Take the Long March. As a founding narrative, it is rousing: Mao and his followers were forced out of their stronghold in south China by bad military decisions made by a German tactician named Otto Braun, who was foisted onto the Reds by Moscow. Some 200,000 soldiers in three armies wandered like the children of Israel over mountains and rivers, hungry and attacked, backtracking, until only 40,000 survivors arrived at Wuqi in the north two years later. This was the core of a new China.

Today, Long March is like apple pie. It's the name for missiles, military hospitals, and schools. On "Red tourism" vacations, Chinese walk parts of the march. Chinese journalists retrace the footprints of the march, blogging all the way.

All nations mythologize their foundings, of course. But China has taken a very public and very important diplomatic stance with regard to airbrushed history of the very era in which the Long March took place. Japan is regularly excoriated for failing to own up to war crimes against China, and visits to Yasukuni Shrine by officials are triggers for diplomatic protests and stronger measures.

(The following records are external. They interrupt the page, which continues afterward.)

PR #15623, opened 2026-08-13
teams: smoother voices repository view modelling (fixes #15741)

### LINKED ISSUE #15741: Refactor VoicesRepository to remove cross-feature lookups
Refactor VoicesRepository to remove cross-feature lookups

Removed `getUserById` and `getLibraryResource` from `VoicesRepository` and its implementation to maintain strict separation of concerns, eliminating cross-feature dependencies within the repository layer. The lookups have been correctly rerouted via dependency injection of `UserRepository` and `ResourcesRepository` directly into `VoicesViewModel` and `TeamsVoicesViewModel`. The corresponding test suites were updated to reflect these dependency changes.

dogi:
Refactor VoicesRepository to remove cross-feature lookups

Removed `getUserById` and `getLibraryResource` from `VoicesRepository` and its implementation to maintain strict separation of concerns, eliminating cross-feature dependencies within the repository layer. The lookups have been correctly rerouted via dependency injection of `UserRepository` and `ResourcesRepository` directly into `VoicesViewModel` and `TeamsVoicesViewModel`. The corresponding test suites were updated to reflect these dependency changes.

---
*PR created automatically by Jules for task [7599419300872196835](https://jules.google.com/task/7599419300872196835) started by @dogi*


dogi:
**Review — rating: 88/100**

Correct layering fix. `VoicesRepository` was exposing `getUserById` and `getLibraryResource`, neither of which is voices data — the first was a straight proxy to `UserRepository`, the second a lone `MyLibraryDao` call. Having the two ViewModels inject `UserRepository` and `ResourcesRepository` directly is the right shape, and it lets `VoicesRepositoryImpl` drop its `dagger.Lazy<UserRepository>`. That `Lazy` was there to defer a dependency cycle; removing the dependency eliminates the cycle instead of postponing it, which is the better outcome.

I checked the substitution that could have silently changed behaviour. `getLibraryResource` was `myLibraryDao.getByUnderscoreId(resourceId)` — matching `_id` only — while the replacement `ResourcesRepositoryImpl.getLibraryItemByResourceId` (line 164) tries `getByResourceId` first and *falls back* to `getByUnderscoreId`. So it's a strict superset: every row the old call could find is still found. `MyLibraryDao` has three same-shaped single-row lookups keyed on `id`, `resourceId` and `_id`, so landing on the wrong one was the live risk here, and this doesn't. The only behavioural difference is precedence — if some row's `resourceId` equalled a *different* row's `_id`, the new call would prefer the former. That's contrived for CouchDB-sourced ids, and consolidating on the repository's canonical lookup (already used at lines 297 and 498) is worth it.

Test changes are right too: deleting `getUserById delegates to userRepository` is correct rather than a coverage loss, since the method it asserted on no longer exists, and the constructor updates are mechanical. CI green (build default + lite, test default).

**Nit:** both ViewModel test files declare the new mocks with inline fully-qualified names — `private val userRepository: org.ole.planet.myplanet.repository.UserRepository = mockk(relaxed = true)` — while every other dependency in those files is imported. Worth adding the imports for consistency.

**Verdict:** mergeable.

---

Okuro3499 (approved):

I am all in favor of truth—telling. I want Japanese school students to learn about The Rape of Nanking (which has its own historical controversies) in their textbooks. But Japan does not forbid publication of critical books on that history, or any other such question.

China has made remarkable economic progress in recent years, but political freedom has lagged behind. Despite efforts to control the internet, the truth known overseas cannot be prevented from reaching the Chinese people. The regime recently has been clumsy in its suppression of reference to the Tiananmen massacre, embarrassing itself before the world of movie—makers. I don't expect them to become more adroit any time soon.